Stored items
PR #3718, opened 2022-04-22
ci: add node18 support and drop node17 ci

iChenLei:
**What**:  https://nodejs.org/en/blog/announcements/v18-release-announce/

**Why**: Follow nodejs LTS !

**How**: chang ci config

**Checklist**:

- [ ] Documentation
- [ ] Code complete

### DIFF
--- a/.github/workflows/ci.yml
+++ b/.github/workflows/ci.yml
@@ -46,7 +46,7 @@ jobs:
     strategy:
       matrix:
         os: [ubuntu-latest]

**Your goal:** Which lines above contain the word "nodejs"? Copy each of them.

**Response below:**
**What**:  https://nodejs.org/en/blog/announcements/v18-release-announce/
**Why**: Follow nodejs LTS !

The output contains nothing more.